Оставшись одна в предназначенной для нее элегантной комнате, окна которой выходили на Средиземное море, Мэри Стенз быстро избавилась от неловкости и напряжения, не дававших ей покоя несколько последних недель. Вокруг царила тишина, и ее охватило ощущение, будто она внезапно очутилась вне времени, к тому же на вилле собралось довольно приятное общество. До конца дня Мэри успела перезнакомиться со всеми: с чрезмерно предупредительным Жаном Лайе и его женой; с мистером и миссис Джеймс Кристофер (он был писателем, сколотившим пятизначную сумму на экранизации одного из самых популярных своих романов, и теперь держался подальше от Англии, с твердым, но совершенно естественным намерением уклониться от уплаты налогов); с Вандергофами (молодой голландской супружеской парой, которая вела паразитическое существование за счет свекра, владеющего частью акций алмазных копей); с представительной, средних лет женщиной по имени Джозефина Джонс и ее двадцатидвухлетней дочерью Дженнифер (мать была автором, а дочь — исполнительницей небольшой роли в телеспектакле, где рассказывалось о том, как простая медсестра нежданно-негаданно получила богатство и счастье); и, разумеется, с самой Фис Вассерман, которая в точном соответствии с прогнозом мужа почти не закрывала рта, без всякой связи перескакивая с одного на другое.

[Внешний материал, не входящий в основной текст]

PR #119, opened 2020-02-11
add setLayout and LayoutHolder and refactors numerical algos

nicolasaunai:
Faraday, Ohm, Ampere, etc. need a GridLayout to work. This GridLayout is necessarily built from a patch, in a patch level loop. They need to have an internal GridLayout set, and unset.

The current code sets their grid layout pointer, but does not unset it.

This PR proposes to unset it automatically as is done for resourcesPointers by setOnPatch.
It also refactors faraday etc. to all inherit from a single class holding the GridLayout pointer for them

### DIFF
--- a/src/core/numerics/ampere/ampere.h
+++ b/src/core/numerics/ampere/ampere.h
@@ -5,6 +5,7 @@
 #include <iostream>
 
 #include "core/data/grid/gridlayoutdefs.h"
+#include "core/data/grid/gridlayout_utils.h"
 #include "core/data/vecfield/vecfield_component.h"
 #include "core/utilities/index/index.h"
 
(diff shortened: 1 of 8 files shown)


src/core/numerics/ampere/ampere.h
```diff
@@ -248,33 +179,23 @@ namespace core
...
-            if (!impl_.hasLayoutSet())
+            if (!this->hasLayout())
             {
                 throw std::runtime_error(
                     "Error - Ampere - GridLayout not set, cannot proceed to calculate ampere()");
             }
             std::cout << "I'm solving ampere " << GridLayout::dimension << "\n";
 
-            impl_(B, J);
+            this->operator()<VecField, GridLayout::dimension>(B, J);
```
Dekken: cosmetic:

Vecfield here is inferrable from B/J if the template definitions are swapped around, like

```
template<std::size_t dim, typename VecField, std::enable_if_t<dim == 1, int> = 0>`
```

Как и в большинстве близких к литературе кругах, там с большим удовольствием болтали, чем беседовали, и эта болтовня была скорее оживленная, чем остроумная. Во всяком случае, она явно не требовала глубоких мыслей, и любое пустое замечание воспринималось столь же одобрительно, как и тщательно продуманная шутка. Это давало Мэри возможность свободно и непринужденно общаться со всеми этими людьми, которые приняли ее в свое общество только благодаря внешности. А впрочем, в определенном смысле, физическая красота сама по себе имела не меньшее значение, чем богатство, а поскольку Мэри было ее не занимать, то все обитатели виллы «Лорен» относились к ней с надлежащим почтением. Это странное явление свидетельствовало лишь о том, насколько непоследовательны и произвольны критерии оценки человека в современном мире.